В то же время неисправимое легкомыслие провинциалов в отношении дисциплины и их готовность дезертировать или взбунтоваться, если они заподозрят, что их контракт нарушается, убедили Джеффри Амхерста, как до него Брэддока, Лаудуна и Аберкромби, что американцы обладают гораздо меньшими качествами характера и твердости, чем настоящие англичане. Когда в начале ноября жители Новой Англии начали дезертировать из Краун-Пойнта, Амхерст обнаружил, что у него нет другого выхода, кроме как уволить их, поскольку заставить их встать в строй не было никакой возможности. «Провинциалы, — писал он, — вбили себе в голову, что от них мало толку. Я слышу, что они дезертируют со всех постов, где я был вынужден оставить некоторых, и несколько человек сбежали, имея причитающиеся им деньги.
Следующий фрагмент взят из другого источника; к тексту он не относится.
PR #14699, opened 2026-03-11
Desktop: Improve accessibility of drag cursor indicator in note list

dipanshurdev:
## Description

Improves accessibility of the note list drag-and-drop functionality by hiding the decorative drag cursor indicator from screen readers.

## Problem
When dragging notes in the Joplin Desktop note list, a visual indicator (a thin line) appears to show where the note will be dropped. This visual element is purely decorative and serves only to provide visual feedback to sighted users. However, this element was not properly hidden from screen readers, which means users relying on assistive technologies would have this decorative element announced to them, creating unnecessary noise and confusion.

## Root Cause
The `dragcursor` div element in `NoteListItem.tsx` was missing the `aria-hidden="true"` attribute. This attribute tells assistive technologies (like screen readers) to ignore the element since it's purely visual and doesn't convey meaningful information to users who cannot see it.

## Solution
Added `aria-hidden="true"` to the dragcursor div element. This is a standard accessibility practice for decorative elements that should not be exposed to assistive technology users.

**File Changed:** `packages/app-desktop/gui/NoteListItem/NoteListItem.tsx`

**Change:**
```tsx
// Before
<div className="dragcursor" style={dragCursorStyle}></div>

// After
<div className="dragcursor" style={dragCursorStyle} aria-hidden="true"></div>
```

## Why This Matters
- **WCAG 2.1 Compliance**: Follows WCAG 2.1 Level A guidelines for hiding decorative elements from assistive technologies
- **Better User Experience**: Screen reader users will have a cleaner, less cluttered experience when dragging notes
- **Best Practice**: Using `aria-hidden` for purely visual elements is a standard accessibility pattern
- **No Breaking Changes**: Purely visual element, no functional impact

### DIFF
--- a/packages/app-desktop/gui/NoteListItem/NoteListItem.tsx
+++ b/packages/app-desktop/gui/NoteListItem/NoteListItem.tsx
@@ -168,7 +168,11 @@ const NoteListItem = (props: NoteItemProps, ref: LegacyRef<HTMLDivElement>) => {
 		aria-setsize={props.noteCount}
 		role='option'
 	>
-		<div className="dragcursor" style={dragCursorStyle}></div>
+		<div
+				className="dragcursor"
+				style={dragCursorStyle}
+				aria-hidden="true"
+			></div>
 	</div>;
 };
 


personalizedrefrigerator:
At least for me (with the Orca screen reader on Fedora 43), the drag cursor doesn't seem to be read by the screen reader. Which screen reader is experiencing the issue?

Notes:
- The drag cursor is usually hidden (`display: none`) not dragging. According to MDN, [aria-hidden shouldn't be necessary in this case](https://developer.mozilla.org/en-US/docs/Web/Accessibility/ARIA/Reference/Attributes/aria-hidden#:~:text=aria%2Dhidden%3D%22true%22%20should%20not%20be%20added%20when).
- Even when dragging with a mouse, the drag cursor isn't read by Orca.

dipanshurdev:
> At least for me (with the Orca screen reader on Fedora 43), the drag cursor doesn't seem to be read by the screen reader. Which screen reader is experiencing the issue?
> 
> Notes:
> 
> * The drag cursor is usually hidden (`display: none`) not dragging. According to MDN, [aria-hidden shouldn't be necessary in this case](https://developer.mozilla.org/en-US/docs/Web/Accessibility/ARIA/Reference/Attributes/aria-hidden#:~:text=aria%2Dhidden%3D%22true%22%20should%20not%20be%20added%20when).
> * Even when dragging with a mouse, the drag cursor isn't read by Orca.

Thanks for testing this!

My reasoning was that the drag cursor is a purely decorative element, so I thought adding `aria-hidden="true"` would ensure it’s ignored by assistive technologies.

If it’s already effectively hidden due to `display: none` and isn’t announced by screen readers like Orca, then I agree the attribute may be unnecessary.

Do you think it would still be worth keeping it as a defensive accessibility practice, or would you prefer that I close the PR?

personalizedrefrigerator:
Since MDN [recommends against adding `aria-hidden` in this case](https://developer.mozilla.org/en-US/docs/Web/Accessibility/ARIA/Reference/Attributes/aria-hidden#:~:text=aria%2Dhidden%3D%22true%22%20should%20not%20be%20added%20when), let's close the PR.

Это будет большая экономия для общества». Он уже далеко продвинулся в формировании того, что станет его итоговым мнением: «Пренебрежение приказами и учеба для собственного удобства, а не для пользы службы, слишком часто служили основанием для жалоб на некоторых провинциальных офицеров и всех их людей». Они были не

более чем необходимым злом, навязанным ему потребностью в рабочих и гарнизонных войсках в неутешительной войне в дикой местности. Что бы еще Амхерст ни говорил об американцах, он никогда не считал их солдатами и с нетерпением ждал, когда они и их жалкая страна останутся позади[521].

ГЛАВА 38

Празднование империи, ожидание тысячелетия

октябрь 1759 г.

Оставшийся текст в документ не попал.